Work instructions:
An identical reprint of the entire listing below is expected.

*** Material to process ***

PR #421, opened 2026-02-13
Feature/null search

### LINKED ISSUE #266: dead end page for null search results
## Use Case

UX has provided designs for dead ends when search results don't turn anything up:
https://www.figma.com/design/kMIJN6BoOkXIhnVUruIHNT/Website-allencell.org?node-id=5836-9870&t=nBLvVnwDN2dpJbO3-4

## Acceptance Criteria

Categories with no results show the dead end message, and are pushed to the bottom of the order.

## Details

interim17:
Problem
=======
Closes #266 

Solution
========
Sort the categories so empty results move to the bottom.

Define a small block of JSX to pass to the table when data is empty, and also hide the header with the `showHeader` prop.

Defined what I felt were reasonable reductions in margins, padding and font for smaller screen situations, as the designs are for a very wide screen.

Screenshot 2026-02-12 at 4 15 49 PM

Screenshot 2026-02-12 at 4 20 41 PM

### DIFF
--- a/src/components/CategorySections.tsx
+++ b/src/components/CategorySections.tsx
@@ -1,15 +1,12 @@
 import React from "react";
 
-
-
-import { CategoryLabel, UnpackedNormalCellLine } from "../component-queries/types";
+import {
+    CategoryLabel,
+    UnpackedNormalCellLine,
+} from "../component-queries/types";
 import CellLineTable from "./CellLineTable";
 import { getNormalTableMobileConfig } from "./CellLineTable/MobileView";
 import { getNormalTableColumns } from "./CellLineTable/NormalTableColumns";
-
-
-
-
 
 interface CategorySectionsProps {
     selectedCategories: CategoryLabel[];


TravisKroeker (approved):
Looks solid

src/components/CategorySections.tsx
```diff
@@ -58,11 +58,19 @@ const CategorySections: React.FC<CategorySectionsProps> = ({
         [filteredList, selectedCategories],
     );
 
+    // Sort categories: non-empty first, empty last (preserves relative order)
+    const sortedCategories = React.useMemo(() => {
+        const nonEmpty = selectedCategories.filter(
+            (cat) => buckets[cat]?.length,
+        );
+        const empty = selectedCategories.filter((cat) => !buckets[cat]?.length);
```
rugeli: nit: not a big deal for small arrays, but we're iterating `selectedCategories` twice which can be DRYed

something like:
```
const nonEmpty = []
const empty = []
for (const cat of selectedCategories) {
        (buckets[cat]?.length ? nonEmpty : empty).push(cat);
    }
...
```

***

Result of this task:
PR #421, opened 2026-02-13
Feature/null search

### LINKED ISSUE #266: dead end page for null search results
## Use Case

UX has provided designs for dead ends when search results don't turn anything up:
https://www.figma.com/design/kMIJN6BoOkXIhnVUruIHNT/Website-allencell.org?node-id=5836-9870&t=nBLvVnwDN2dpJbO3-4

## Acceptance Criteria

Categories with no results show the dead end message, and are pushed to the bottom of the order.

## Details

interim17:
Problem
=======
Closes #266 

Solution
========
Sort the categories so empty results move to the bottom.

Define a small block of JSX to pass to the table when data is empty, and also hide the header with the `showHeader` prop.

Defined what I felt were reasonable reductions in margins, padding and font for smaller screen situations, as the designs are for a very wide screen.

Screenshot 2026-02-12 at 4 15 49 PM

Screenshot 2026-02-12 at 4 20 41 PM

### DIFF
--- a/src/components/CategorySections.tsx
+++ b/src/components/CategorySections.tsx
@@ -1,15 +1,12 @@
 import React from "react";
 
-
-
-import { CategoryLabel, UnpackedNormalCellLine } from "../component-queries/types";
+import {
+    CategoryLabel,
+    UnpackedNormalCellLine,
+} from "../component-queries/types";
 import CellLineTable from "./CellLineTable";
 import { getNormalTableMobileConfig } from "./CellLineTable/MobileView";
 import { getNormalTableColumns } from "./CellLineTable/NormalTableColumns";
-
-
-
-
 
 interface CategorySectionsProps {
     selectedCategories: CategoryLabel[];


TravisKroeker (approved):
Looks solid

src/components/CategorySections.tsx
```diff
@@ -58,11 +58,19 @@ const CategorySections: React.FC<CategorySectionsProps> = ({
         [filteredList, selectedCategories],
     );
 
+    // Sort categories: non-empty first, empty last (preserves relative order)
+    const sortedCategories = React.useMemo(() => {
+        const nonEmpty = selectedCategories.filter(
+            (cat) => buckets[cat]?.length,
+        );
+        const empty = selectedCategories.filter((cat) => !buckets[cat]?.length);
```
rugeli: nit: not a big deal for small arrays, but we're iterating `selectedCategories` twice which can be DRYed

something like:
```
const nonEmpty = []
const empty = []
for (const cat of selectedCategories) {
        (buckets[cat]?.length ? nonEmpty : empty).push(cat);
    }
...
```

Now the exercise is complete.